Messages or translations deleted. Again, these can usually be safely accepted. If there is a large amount of unexpected deletions, there might be a syntax error in the source file, that should be fixed before proceeding. We don't delete translation that go unused from the wiki.

Changed messages in source language. It is normal for the messages in source language to changed. In this case one should see if the change is something that doesn't require fixes in translations (usually only spelling mistakes fill this criteria) and in that case choose the option to not mark translations as outdated.

Changes in translations. Our exports are not yet fully atomic. Changes in translations should be checked carefully, because the system might try to overwrite a very recent translation with the previous one. It might also be an external change, in which case one should use his/her best judgement which version to choose.

Renamed messages. Message renames can also happen, although they are discouraged. In this case you would see a message deleted and a new message with exactly the same content. Translations might or might not be renamed externally. Regardless, one should use tool like Special:ReplaceText to rename the keys to preserve full edit history. Tips: Copy the old and new key to Special:ReplaceText without namespace and language code, but include the trailing /. Regular expression can be included to rename multiple similar messages at once, but then / might need to be written as \/. Uncheck all namespaces and check the namespace and its talk namespace in question. Uncheck replace in content and check replace in titles. On the confirmation page check that all pages can be renamed – it might show that source page cannot be renamed if you don't have sufficient permissions. Once you have done the renames, wait a bit for JobQueue to process them, and then re-run the script to re-generate the diffs and proceed as usual. After you accept all changes, you might get an page with heading but no diffs, this is okay and it will disappear after re-generating the diffs next time.

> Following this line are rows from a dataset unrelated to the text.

PR #2690, opened 2023-02-07
Random Stream Key Generator

dorj222:
The current random stream key generator doesn't always generate a random string that follows the password complexity rules we are implementing. This new random stream key generator always generates a string that follows the password complexity rules.


gabek:
Nice! Thanks for swapping that out!

PR #2693, opened 2023-02-08
Allow embedding HTML for external actions

### LINKED ISSUE #1718: Allow providing HTML instead of a link for external actions
Right now we allow people to point an external action button to any URL that we can open in a modal.  I believe this feature hasn't been fully adopted because people don't have custom HTML hosted anywhere, it's an additional step.

Instead we could allow people to paste in whatever raw HTML they want, and we can render it for them without an additional server being required.

While this wouldn't be totally useful for somebody building some new feature from scratch, if people just wanted to embed a 3rd party "embed code" copy/paste from another site it would work well here.

Examples:

- [Mailchimp signup form](https://mailchimp.com/help/add-a-signup-form-to-your-website/).
- [Paypal donation](https://www.paypal.com/us/smarthelp/article/how-do-i-add-a-paypal-payment-button-to-my-website-faq3629)

xarantolus:
This PR allows admin users to specify HTML that should be embedded into the external actions modal.

Some notes:
- It might make sense to add a **warning** to users to tell them they shouldn't paste untrusted HTML
- The URL field of ExternalActions objects is now optional, but one of URL and HTML must be set
- If HTML is a non-empty string, it is assumed that this action is now an "HTML action". `openExternal` will be ignored if that is the case (similarly when editing an action that is set to use HTML instead of an URL, the open externally checkbox is hidden, as you suggested)
- I changed the editing of actions to use a list index instead of searching by URL
- It would make sense to add documentation on this, especially [here](https://owncast.online/thirdparty/actions/). If you want me to I could add a PR on the website repo as well
- It might also make sense to add some styling for the top element in the HTML; currently it can look weird (e.g. when copying an embed code for Google Forms Surveys) because they set an explicit width that then overflows the container most of the time (embedding as URL works way better in some cases). Or we leave that to admins, as interfering with the HTML sounds frustrating for admins. 
- This works quite well with self-created signup forms that have a `target="_blank"` attribute 
- It is very easy to add style tags that interfere with owncasts design upon opening the modal. Admins need to make sure their CSS doesn't collide with owncast

Here's a screenshot of a really basic/minimal form I put into a modal, just by pasting a few lines of HTML. Setting an `action` for the form and specifying `target="blank"` will submit that form in a new tab without interrupting the stream.
Screenshot

Here's a screenshot of the editing/creation menu, the external checkbox won't be shown when editing the HTML action

| URL Action | HTML Action |
| ------- | ---------- |
| image | image |

Fixes #1718


gabek:
This is super cool! I think there will be a ton of opportunities for people to take advantage of this, thank you!

You make a lot of really good points, things I never thought of with regards to styles and sizing. Hopefully adding some documentation around some best practices can help there. If you'd like to contribute to the documentation with some of those items you mentioned that'd be great! There's a [`v0.1.0` branch](https://github.com/owncast/owncast.github.io/tree/v0.1.0) that will be merged in when this release goes live, so if you want to put up a PR it can be added to that.

I have a couple thoughts that you can let me know what you think about.

We have a component called [CodeMirror](https://codemirror.net/) that we use in the admin for Markdown, Javascript and CSS editors. Maybe we could use it here too as an HTML editor to give that text area some syntax highlighting. You can see it in use for the custom Javascript here (Noticed it says CSS on that page, whoops): https://github.com/owncast/owncast/blob/develop/web/components/admin/EditCustomJavascript.tsx#L98-L105

The second thing that came to mind is instead of a checkbox, maybe a dropdown might make sense so we could have it say something like "Action source: Link" or "Action source: HTML". The checkbox kind of makes the HTML option seem kind of like a secondary option so it'd be nice to make it clear these are two options that both serve the goal, just in different ways.

Thanks again for working on this, it works great and I think people will have fun with it!

<blockquote><div> GitHub</div><div><strong><a href="https://github.com/owncast/owncast">owncast/EditCustomJavascript.tsx at develop · owncast/owncast</a></strong></div><div>Take control over your live stream video by running it yourself.  Streaming + chat out of the box. - owncast/EditCustomJavascript.tsx at develop · owncast/owncast</div></blockquote>

xarantolus:
Nice, yes I'll look into implementing it with CodeMirror and will do it with a dropdown, that sounds really nice :)

xarantolus:
I really like the way CodeMirror works here :) I added the dependency for the HTML syntax highlighting package. Nested CSS and JS seem to be included in the default of the HTML language, so that already works.

Signup HTML Example

gabek:
This is awesome, thanks for making those additions! That editor is a nice touch.

Thanks so much for working on this feature, I think it's going to be a really great one for people. And thank you for tweaking the documentation to reflect this new addition. 

Let's get this in!

PR #2700, opened 2023-02-12
 This commit suggests that if there is no name then the username will…

### LINKED ISSUE #2680: Followers: If user doesn't have a name then use the account name

Not all Fediverse accounts set a friendly name, so in that case we can just use the account as the name.

image

Yasir761:
Capture
… come in place of a name

### DIFF
--- a/web/components/ui/followers/SingleFollower/SingleFollower.tsx
+++ b/web/components/ui/followers/SingleFollower/SingleFollower.tsx
@@ -19,8 +19,7 @@ export const SingleFollower: FC<SingleFollowerProps> = ({ follower }) => (
         </Col>
         <Col span={18}>
           <Row className={styles.name}>
-        {/* using ternary operrator for follower name,
-         if name is not present then username will work as a name  */}
+        
             <Typography.Text ellipsis>{follower.name || follower.username}</Typography.Text>
           </Row>
           <Row className={styles.account}>
--- a/web/components/ui/followers/SingleFollower/SingleFollower.tsx
+++ b/web/components/ui/followers/SingleFollower/SingleFollower.tsx
@@ -19,7 +19,6 @@ export const SingleFollower: FC<SingleFollowerProps> = ({ follower }) => (
         </Col>
         <Col span={18}>
           <Row className={styles.name}>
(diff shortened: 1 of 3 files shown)


gabek (commented):
Looks like you accidentally committed a change to `package-lock.json`. Could you revert that change?

web/components/ui/followers/SingleFollower/SingleFollower.tsx
```diff
@@ -19,7 +19,9 @@ export const SingleFollower: FC<SingleFollowerProps> = ({ follower }) => (
         </Col>
         <Col span={18}>
           <Row className={styles.name}>
-            <Typography.Text ellipsis>{follower.name}</Typography.Text>
+            {/* using ternary operrator for follower name,
```
gabek: The double pipe (`||`) isn't the ternary operator, it's the [logical OR operator](https://developer.mozilla.org/en-US/docs/Web/JavaScript/Reference/Operators/Logical_OR). But it's doing the right thing! The comment isn't necessary so you can probably just remove it. See [here](https://developer.mozilla.org/en-US/docs/Web/JavaScript/Reference/Operators/Conditional_Operator) for the ternary operator.

Yasir761: Sorry, I mistakenly write ternary operator instead of OR operator, sure I'll make the suggested changes.

gabek:
Looks like there's a new unnecessary change as `FollowerCollection.tsx` has a random whitespace change. Could you revert that and make sure only that what you expected to change gets pushed? You can look at the "Files changed" tab in this PR to see your changes after you push them to double check it's exactly what you intended.

gabek:
Hey there, looks like there's still two files changed. The easiest fix is just to restore the file you don't mean to change to the original version:

```
git checkout origin/develop web/components/ui/followers/FollowerCollection/FollowerCollection.tsx
```

Yasir761:
@gabek, Is still there is need to change something, if there let me know.

gabek:
Looks great! Thanks for taking care of this! :100:

PR #2709, opened 2023-02-14
fix placeholder styling (fixes #2677)

### LINKED ISSUE #2677: Followers: Avatar image should use placeholder

We should use a placeholder image for the avatar (`/logo`) if an image doesn't exist or it errors out when loading.

image

JacobWrenn:


gabek:
Thanks so much for looking at this!

Issue #1522, opened 2021-11-12
Architecture: Project file structure


gabek:
It's something I often think about, but never have put it down as a TODO.  The project could use some new structure and cleanup.  

Bradley did the first pass at giving the project some structure early on, but lack of definition and ease of just throwing it in the root directory made lack of organization commonplace.

It seems like a lot of projects have taken on the _[Hexagonal Architecture](https://github.com/katzien/go-structure-examples/tree/master/domain-hex)_ approach to project structure while splitting up the binary and the packages forcing definition and clearing up what goes where.

Now is probably not the time to do this with a bunch of in-flight feature branches going on, but I'm filing it so I actually get to it when it makes sense.

Gophers, feel free to chime in with any suggestions or opinions.

gabek:
This is being addressed with the backend architecture work going on.

PR #2712, opened 2023-02-17
Draft: refactor to common golang project layout

gravestench:
Hi, there! Cool project! Some of the nicest code I've seen!

Anyways, in this PR i have moved things around to adhere to a more [standard golang project layout](https://github.com/golang-standards/project-layout). This is mainly to reduce the noise in the repo root and to provide clarity.  For instance, moving the Owncast server `main.go` into `cmd/server` sets an example for including other build targets that would go along with Owncast that we may want in the repo (like a binary for streaming a test signal) but maybe not  in an actual release. Almost everything else has been moved into `internal/` as it is all intended to be used by Owncast and not imported to other projects.

________________________
* moved `main.go` build target into `cmd/server/`
* moved all owncast internal stuff into `internal/`
* moved build/docker scripts into `scripts/`
  * updated paths where necessary
* added installation script to `scripts/`
*  gone through all of the imports and cleaned up and organized them


gabek:
Hi there, great to meet you! Thanks for wanting to be involved!

I must admit I'm a little overwhelmed by such a large change. And while it's been a long filed todo (#1522) it would be nice to discuss some goals and specifics before making pulling the trigger on such a big refactor.

While I don't doubt moving files around for a better layout be more correct, would you instead be interested in helping on some higher-level architecture and work toward some specifics in smaller chunks? I'd love to work with somebody who cares about this kind of thing, and it's clear you do!

gravestench:
Yeah, totally. This only took about an hour or so and I was able to get everything compiling again. The embedded frontend build is also working.  I'm not sure why this PR shows conflicts, i rebased off of `development`.

gravestench:
I can keep this PR open and we can discuss what we want to make sure works. I know it's a big refactor, but it's mainly because of all of the static frontend files.

gravestench:
I'm wondering if all of the stuff inside of `web/_next/static` can be removed from the git cache and a rule be added to `.gitignore`

PR #2714, opened 2023-02-18
Draft: Change to service instance approach instead of global module state

gravestench:
At a high level, this branch serves to change several of the modules from a module-state strategy to a service-instance strategy. One of the main changes is in the ActivityPub layer, which includes the persistence layer.

To facilitate this change, it was necessary to create a high level abstraction which contains the instances of the sub-services. This high-level abstraction is located in `~/app` and is what the `main()` function now instantiates. This `App` struct contains the initialization logic for the sub-services, as well as the route handler initialization logic.

Another change was splitting up the route handler initialization logic, as many of the routes are coupled to the app sub-services and controllers. They are coupled in that their initializer methods must be passed a refernce to one of the services. This is due to the fact that the exported module-level functions have now been converted to methods of the service instances.

EDIT: I understand that this is a huge PR, but this really is a first step for  implementing the ActivityPub as service and getting rid of global persistence layer. I'll get the pipeline stuff passing again soon.


gravestench:
there's actually a lot wrong with this still, so will be continuing to push to this branch

gravestench:
this is compiling again, but getting deadlock with the database when serving.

Sometimes the diffs can be messy, for example if people duplicate messages, or do renames and change content at the same time. These situations need special care to get them right (or sometimes it is just too difficult and we make translators re-translate using translation memory). In some cases there are changes to the source message that could be programmatically applied to the translation using Special:ReplaceText or similar. The issue with these tools is that they do not preserve the outdated status of translations, so one should make sure they are either automatically or manually marked outdated after the automatic replacements. For this reason it is not usually worth trying to do those changes programmatically.